**Entries provided:**

Issue #6521, opened 2024-07-22
Hang for test using nvidia compiler only for certain smaller MPI counts `ERS.hcru_hcru.IELM.pm-cpu_nvidia.elm-multi_inst`


ndkeen:
This looks like a new test -- it is failing on pm-cpu with nvidia compiler. Based on the dates of log files, it looks like
the test is hanging.

Note the current MPI count used by default for this test is 192, which is 1.5 nodes on pm-cpu

ndkeen:
This test has still be failing/hanging. Adding a little more details, these tests seem OK, so it looks like it's combination of the multi_inst modifier with newer nvidia compilers.

These tetst pass:
```
ERS.hcru_hcru.IELM.pm-cpu_nvidia
```

ndkeen:
OK, there might be an issue with how it's launching more tasks/jobs as if I force the test to land on one node only, it passes.  That is: `ERS_P128x1.hcru_hcru.IELM.pm-cpu_nvidia.elm-multi_inst`

ndkeen:
I created PR https://github.com/E3SM-Project/E3SM/pull/6581 to use 2 full nodes (256 MPI's) instead of the current odd value of 192 MPI's.  There must have been a reason why I used 192 here, but as I'm seeing tests pass with 2 full nodes, seems like an obvious choice.

I want to keep this issue open as it's still odd that certain MPI counts cause a hang, while others don't.
Seemingly, only for nvidia compiler.

ndkeen:
Merged https://github.com/E3SM-Project/E3SM/pull/6581 so we should not see the issue on cdash.

ndkeen:
It may be that https://github.com/E3SM-Project/E3SM/pull/6687 will also address this issue.

Using `kdreg2`, I was able to run the following:
```
ERS_D_P128.hcru_hcru.IELM.muller-cpu_nvidia.elm-multi_inst
ERS_D_P192.hcru_hcru.IELM.muller-cpu_nvidia.elm-multi_inst
ERS_D_P2048.hcru_hcru.IELM.muller-cpu_nvidia.elm-multi_inst
ERS_D_P256.hcru_hcru.IELM.muller-cpu_nvidia.elm-multi_inst
ERS_P128.hcru_hcru.IELM.muller-cpu_nvidia.elm-multi_inst
ERS_P192.hcru_hcru.IELM.muller-cpu_nvidia.elm-multi_inst
[...]

Issue #6486, opened 2024-06-25
PIO_INTERNAL_ERROR with `ERS_P256.hcru_hcru.I20TRGSWCNPRDCTCBC.pm-cpu_intel.elm-erosion`


ndkeen:
With `ERS.hcru_hcru.I20TRGSWCNPRDCTCBC.pm-cpu_intel.elm-erosion`, the test uses 128 tasks on 1 node and was a little slow. I wanted to try using 2 nodes (256 tasks), but hit an error described here.

Note that to still improve speed of these tests, I went ahead with a PR to increase tasks to 192 (still using 2 nodes):
After https://github.com/E3SM-Project/E3SM/pull/6484, we are now using 192 tasks for all components.

To reproduce the errro:

`ERS_P256.hcru_hcru.I20TRGSWCNPRDCTCBC.pm-cpu_intel.elm-erosion`

Note I don't see the error with a SMS test -- so seems to be related to writing restarts.

I was seeing:

```
128: PIO: FATAL ERROR: Aborting... An error occured, Waiting on pending requests on file (./ERS.hcru_hcru.I20TRGSWCNPRDCTCBC.pm-cpu_intel.elm-erosion.C.20240621_095913_j1wl0t.elm.r.1850-01-07-00000.nc, ncid=54) failed (Number of pending requests on file = 2\
3, Number of variables with pending requests = 23, Number of request blocks = 3, Current block being waited on = 1, Number of requests in current block = 11).. Size of I/O request exceeds INT_MAX (err=-237). Aborting since the error handler was set to PIO_INTERNAL_ERROR... (/global/cfs/cdirs/e3sm/ndk/repos/pr/ndk_mf_pm-cpu-pelayout-minor-adjustment/externals/scorpio/src/clib/pio_darray_int.c: 2189)
128: Obtained 10 stack frames.
128: /pscratch/sd/n/ndk/e3sm_scratch/pm-cpu/ERS.hcru_hcru.I20TRGSWCNPRDCTCBC.pm-cpu_intel.elm-erosion.C.20240621_095913_j1wl0t/bld/e3sm.exe() [0x17e301c]
128: /pscratch/sd/n/ndk/e3sm_scratch/pm-cpu/ERS.hcru_hcru.I20TRGSWCNPRDCTCBC.pm-cpu_intel.elm-erosion.C.20240621_095913_j1wl0t/bld/e3sm.exe() [0x17e325e]
[...]

PR #6581, opened 2024-09-03
For pm-cpu, increase default pelayout to 3 nodes for tests using `l%360x720cru`

ndkeen:
Currently, the tests for this resolution use 192 MPI's on pm-cpu which is an odd value (1.5 nodes).
Here it's being changed to use `-3` (or 384 MPI's).

Example of test that would use this layout: `SMS.hcru_hcru.IELM`

This change is effective work-around (but not fix) for #6521 with #6486 in mind as noted below.

[bfb]

### DIFF
--- a/components/elm/cime_config/config_pes.xml
+++ b/components/elm/cime_config/config_pes.xml
@@ -239,14 +239,14 @@
       <pes compset="any" pesize="any">
         <comment>elm: pm-cpu 2 nodes for grid l%360x720cru</comment>
         <ntasks>
-          <ntasks_atm>192</ntasks_atm>
-          <ntasks_lnd>192</ntasks_lnd>
-          <ntasks_rof>192</ntasks_rof>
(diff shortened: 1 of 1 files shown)


ndkeen:
This change does not resolve https://github.com/E3SM-Project/E3SM/issues/6521, but a clean work-around.
There still seem to be certain MPI counts that trip up a certain test with nvidia compiler:
`ERS.hcru_hcru.IELM.pm-cpu_nvidia.elm-multi_inst`

rljacob (approved):

ndkeen:
merged to next

ndkeen:
I merged to master after seeing `[ERS.hcru_hcru.IELM.pm-cpu_nvidia.elm-multi_inst](https://my.cdash.org/test/198193537)` pass and not seeing any other issues. There were several (5 total in 2 suites) expected NML diffs with tests using these new pelayout and I've created bless requests.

**Task:** Copy all the lines above that hold the string "increase".

**Worked solution:**
Note that to still improve speed of these tests, I went ahead with a PR to increase tasks to 192 (still using 2 nodes):
For pm-cpu, increase default pelayout to 3 nodes for tests using `l%360x720cru`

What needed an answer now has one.